## Assignment
Which lines of the records contain the word "previous"? Show each of them.

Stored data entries

══════

PR #12, opened 2018-09-06
test: Properly clean up test VM on image preparation

martinpitt:
Remove the entire previous overlay instead of just removing the built
package. This ensures that there are no leftovers from previous
interactive debugging sessions.

This has already shown to lead to confusion in practice in
cockpit-podman.

Cherry-picked from starter-kit commit 6e05f5b4837a4

 - [x] Fix crash on varlink errors (PR #13)

### DIFF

══════

## Response to the task
Remove the entire previous overlay instead of just removing the built
package. This ensures that there are no leftovers from previous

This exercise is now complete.